# Dataset section:
Issue #2601, opened 2019-02-14
Give user the possibility to add own configuration providers


DeepRobin:
Hi I saw in the [code](https://github.com/SpigotMC/BungeeCord/blob/master/config/src/main/java/net/md_5/bungee/config/ConfigurationProvider.java), that you don't have the possibility to add your own ConfigurationProviders, because there is no add method for the HashMap providers. I think that would be great because I wanted to add a TomlConfiguration. If you do not have objections I can also make a pull request.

# Requirement:
Give back the data above word for word.

# Solution to this exercise:
Issue #2601, opened 2019-02-14
Give user the possibility to add own configuration providers


DeepRobin:
Hi I saw in the [code](https://github.com/SpigotMC/BungeeCord/blob/master/config/src/main/java/net/md_5/bungee/config/ConfigurationProvider.java), that you don't have the possibility to add your own ConfigurationProviders, because there is no add method for the HashMap providers. I think that would be great because I wanted to add a TomlConfiguration. If you do not have objections I can also make a pull request.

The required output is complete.